What is wanted is an exact copy of the lines from the top of the listing through the line containing "Note: I have".

■ ■ ■ ■

PR #1090, opened 2017-01-05
feature: reusable and efficient CtQueries

pvojtechovsky:
This is the clone of #1076 where CtBaseQuery are merged in CtQuery.

These solutions are nearly compatible from client's point of view. 

Note: I have not added `CtQueryImpl#evaluate(Object, Consumer)` into `CtQuery`, because it is not needed on that high level of coding. The method is public and available in CtQueryImpl.

I would choose #1076, because the code is little bit cleaner (shorted classes = easier maintenance), but it is up to you. Both versions are acceptable for me.

The javadoc has to be read and fixed. There are till some wrong descriptions, which does not fit to latest design. But first choose which PR is adept for merge.


pvojtechovsky:
Finally we should modify Spoon factory and add there some method which creates CtQueryImpl. I suggest this:

factory.createQuery() - creates unbound query
factory.createQuery(Object input) - creates bound query
actually both methods will return CtQueryImpl instance. Please give me feedback or suggestion for factory method which you like. I do not care how that will exactly look, but I think the factory method should be there.

I will make another PR for that

pvojtechovsky:
I am finished with code changes. Please check the documentation. Then we can merge it.
Have a look at #1093 If you like it, I can add it as part of this PR too - as you wan ;-)

monperrus:
Really cool. I've just made a PR on your PR on the tests. If we're along the same line, I will proceed with doc.

> I can add it as part of this PR too - as you wan ;-)

No please don't, this PR already contains 3 baby steps, :-) (more on this later)

pvojtechovsky:
I am finished with documentation fixes. It is ready for merge from my point of view

monperrus:
I am finished too. I'm very happy that we've converged, thanks.

@surli could you review this?

I'd recommend to start with documentation (incl Javadoc), then tests,
then implementation.

monperrus:
Note that we'll merge after tomorrow's release.

doc/filter.md
```diff
@@ -39,35 +39,41 @@ list3 = rootPackage.filterChildren(
...
+```
+
+**Compatibility with existing filters** `CtQueryable#filterChildren(Filter)` is a filtering query that can be chained:
 
 ```java
 // collecting all methods of deprecated classes
 list2 = rootPackage
-    .filterChildren(new AnnotationFilter(Deprecated.class))
-    .filterChildren(new TypeFilter(CtMethod.class)).list();
+    .filterChildren(new AnnotationFilter(Deprecated.class)).list()
```
surli: Why don't you keep an example witch chaining queries here?

pvojtechovsky: I guess @monperrus removed it.

src/main/java/spoon/reflect/visitor/chain/CtQuery.java
```diff
@@ -16,56 +16,124 @@
...
  *
- * @param <O> the type of the element produced by this query
  */
-public interface CtQuery<O> extends CtQueryable {
+public interface CtQuery extends CtQueryable {
+
+	/**
+	 * Recursively scans all children elements of an input element.
+	 * The matched child element for which (filter.matches(element)==true) are sent to the next query step.
+	 * Essentially the same as {@link CtElement#getElements(Filter)} but more powerful, because it
```
surli: Just to be sure here: when you say filtered elements are sent to the next query step, it's not mandatory: you can just get the list of filtered elements through `list()` right? The meaning of your comment here is that the filterChildren can be used in the chain as it returns a CtQuery?

src/main/java/spoon/reflect/visitor/chain/CtQuery.java
```diff
@@ -16,56 +16,124 @@
...
+	 * @return the list of elements collected by the query.
+	 * @see #forEach(CtConsumer) for an efficient way of manipulating the elements without creating an intermediate list.
+	 */
+	<R extends Object> List<R> list();
 
 	/**
-	 * actually evaluates the query and returns all the produced elements collected in a List
+	 * Same as {@link CtQuery#list()}, but with static typing on the return type
+	 * and the final filtering, which matches only results, which are assignable from that return type.
+	 *
```
surli: So classes which are not assignable for that return type are just ignored and you cannot have a ClassCastException?

src/main/java/spoon/reflect/visitor/chain/CtQueryImpl.java
```diff
@@ -28,42 +28,21 @@
 import spoon.reflect.visitor.Filter;
 
 /**
- * Contains the default implementation of the generic {@link CtQuery} methods
+ * The facade of {@link CtBaseQuery} which represents a query bound to the {@link CtElement},
+ * which is the constant input of this query.
+ * It is used by {@link CtElement} implementations of {@link CtQueryable}.
+ *
+ * @param <O> - the type of element which is produced by the last step of the query
```
surli: I think you forgot to remove reference to param O.

src/main/java/spoon/reflect/visitor/chain/CtQueryImpl.java
```diff
@@ -90,126 +66,122 @@ public CtQueryImpl() {
 	 * @param input
 	 * @return this to support fluent API
 	 */
-	public CtQuery<O> addInput(O input) {
+	public CtQueryImpl addInput(Object... input) {
```
surli: Why do you return the impl here and not the interface?

src/main/java/spoon/reflect/visitor/chain/CtQueryImpl.java
```diff
@@ -218,127 +190,184 @@ public int getLength() {
...
+		@Override
+		public void accept(Object input) {
+			if (input == null) {
+				return;
+			}
+			stepIdx++;
+			try {
+				if (stepIdx <= steps.size()) {
+					//process next intermediate step
+					AbstractStep step = steps.get(stepIdx - 1);
```
surli: you defined a function `getStep()` for that.

src/main/java/spoon/reflect/visitor/chain/CtQueryImpl.java
```diff
@@ -218,127 +190,184 @@ public int getLength() {
...
-	private interface Step extends CtConsumer<Object> {
-		/**
-		 * @return next {@link CtConsumer}
-		 */
-		CtConsumer<Object> getNext();
-		/**
-		 * sets next {@link CtConsumer}
-		 */
-		void setNext(CtConsumer<Object> next);
+	private class CurrentStep implements CtConsumer<Object> {
```
surli: Found the name CurrentStep confusing as it's not a step (and does not extends AbstractStep) but more the CurrentConsumer.

src/main/java/spoon/reflect/visitor/chain/CtQueryImpl.java
```diff
@@ -28,42 +28,21 @@
 import spoon.reflect.visitor.Filter;
 
 /**
- * Contains the default implementation of the generic {@link CtQuery} methods
+ * The facade of {@link CtBaseQuery} which represents a query bound to the {@link CtElement},
```
surli: What is `CtBaseQuery` I assume you mean `CtQuery`?

src/main/java/spoon/reflect/visitor/chain/CtQueryImpl.java
```diff
@@ -218,127 +190,184 @@ public int getLength() {
...
+			} catch (ClassCastException e) {
+				onClassCastException(outputConsumer, e, input);
+				return;
 			}
 		}
 	}
 
 	/**
-	 * a step which calls Function. Implements contract of {@link CtQuery#map(CtFunction)}
+	 * a step which calls Function. Implements contract of {@link CtBaseQuery#map(CtFunction)}
```
surli: `CtBaseQuery` here again

src/main/java/spoon/reflect/visitor/chain/CtQueryImpl.java
surli: Ok it took me a while to really understand how the whole process work and I think you should improve the doc on this class as it is central to process the different steps. 
As far as I can see, this class plays as a kind of an orchestrator to move the step cursor forward, get the step, apply it and finally to call the output consumer. It could be great to add those information in the javadoc.

src/main/java/spoon/reflect/visitor/chain/CtQuery.java
pvojtechovsky: > the filterChildren can be used in the chain as it returns a CtQuery?

I do not understand

src/main/java/spoon/reflect/visitor/chain/CtQuery.java
pvojtechovsky: yes, exactly

src/main/java/spoon/reflect/visitor/chain/CtQueryImpl.java
pvojtechovsky: Because there are some interesting methods (evaluate, ...) which are available on CtQueryImpl only and if I cast query to CtQueryImpl once then I want to have CtQueryImpl after call of addInput too. It is correct implementation of fluent API

src/main/java/spoon/reflect/visitor/chain/CtQueryImpl.java
pvojtechovsky: you are right. I removed it now

src/main/java/spoon/reflect/visitor/chain/CtQueryImpl.java
pvojtechovsky: ok, I change the code so the getStep() is used

src/main/java/spoon/reflect/visitor/chain/CtQueryImpl.java
pvojtechovsky: javadoc added

src/main/java/spoon/reflect/visitor/chain/CtQueryImpl.java
pvojtechovsky: yes, CtQuery is correct. DONE

src/main/java/spoon/reflect/visitor/chain/CtQueryImpl.java
pvojtechovsky: yes, CtQuery is correct. DONE

surli:
Ok this is ready to merge for me. @pvojtechovsky could I close #1070 too or is it a pending discussion?

pvojtechovsky:
I have closed #1070.

surli:
Ok! Then let's merge and thanks for your work 👍

monperrus:
Thanks @surli for the final review.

■ ■ ■ ■

_Result of the task:_
PR #1090, opened 2017-01-05
feature: reusable and efficient CtQueries

pvojtechovsky:
This is the clone of #1076 where CtBaseQuery are merged in CtQuery.

These solutions are nearly compatible from client's point of view. 

Note: I have not added `CtQueryImpl#evaluate(Object, Consumer)` into `CtQuery`, because it is not needed on that high level of coding. The method is public and available in CtQueryImpl.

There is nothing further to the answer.